- _PROBLEM TO SOLVE_
Count every line below in which "targets" occurs, then give only the count.

[[ GIVEN DATA open ]]

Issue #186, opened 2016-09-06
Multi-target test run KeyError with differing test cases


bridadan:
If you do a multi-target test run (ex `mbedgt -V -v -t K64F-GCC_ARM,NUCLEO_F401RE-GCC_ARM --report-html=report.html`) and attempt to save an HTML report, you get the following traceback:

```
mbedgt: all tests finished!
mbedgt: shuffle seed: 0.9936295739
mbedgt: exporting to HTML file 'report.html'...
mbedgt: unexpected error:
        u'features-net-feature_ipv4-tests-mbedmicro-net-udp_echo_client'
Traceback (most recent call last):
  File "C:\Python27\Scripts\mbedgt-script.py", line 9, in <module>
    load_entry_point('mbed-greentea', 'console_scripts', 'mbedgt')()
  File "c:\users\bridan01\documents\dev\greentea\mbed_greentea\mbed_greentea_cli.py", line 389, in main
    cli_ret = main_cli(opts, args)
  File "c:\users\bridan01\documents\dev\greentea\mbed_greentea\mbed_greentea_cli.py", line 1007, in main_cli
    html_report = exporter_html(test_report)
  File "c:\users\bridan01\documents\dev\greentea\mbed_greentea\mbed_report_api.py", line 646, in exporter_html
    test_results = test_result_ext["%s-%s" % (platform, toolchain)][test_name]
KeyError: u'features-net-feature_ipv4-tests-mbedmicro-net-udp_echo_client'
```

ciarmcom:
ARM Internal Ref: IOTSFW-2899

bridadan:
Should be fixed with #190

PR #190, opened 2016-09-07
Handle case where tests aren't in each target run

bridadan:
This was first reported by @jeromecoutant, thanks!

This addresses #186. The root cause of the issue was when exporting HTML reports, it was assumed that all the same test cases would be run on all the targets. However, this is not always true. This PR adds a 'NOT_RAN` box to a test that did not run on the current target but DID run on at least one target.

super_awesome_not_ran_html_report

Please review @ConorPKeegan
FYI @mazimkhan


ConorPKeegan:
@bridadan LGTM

[[ GIVEN DATA closed ]]
[[ GIVEN DATA open ]]

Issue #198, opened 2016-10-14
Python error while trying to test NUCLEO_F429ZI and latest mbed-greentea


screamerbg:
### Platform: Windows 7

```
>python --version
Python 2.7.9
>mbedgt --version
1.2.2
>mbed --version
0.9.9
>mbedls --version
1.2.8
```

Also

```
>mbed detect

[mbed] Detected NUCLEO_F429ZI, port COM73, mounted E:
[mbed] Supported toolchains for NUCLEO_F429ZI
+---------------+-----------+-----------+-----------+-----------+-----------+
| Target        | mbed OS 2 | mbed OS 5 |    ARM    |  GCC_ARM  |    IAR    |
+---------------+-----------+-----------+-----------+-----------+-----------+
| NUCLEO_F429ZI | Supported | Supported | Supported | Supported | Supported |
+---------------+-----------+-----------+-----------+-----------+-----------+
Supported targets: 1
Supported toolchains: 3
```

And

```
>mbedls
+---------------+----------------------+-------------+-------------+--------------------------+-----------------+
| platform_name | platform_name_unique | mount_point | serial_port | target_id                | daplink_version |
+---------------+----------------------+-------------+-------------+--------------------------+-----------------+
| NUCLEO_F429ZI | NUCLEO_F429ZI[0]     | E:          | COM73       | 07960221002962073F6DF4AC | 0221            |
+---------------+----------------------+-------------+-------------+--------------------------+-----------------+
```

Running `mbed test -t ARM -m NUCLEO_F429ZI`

[[ GIVEN DATA closed ]]

- _PROBLEM SOLUTION_
2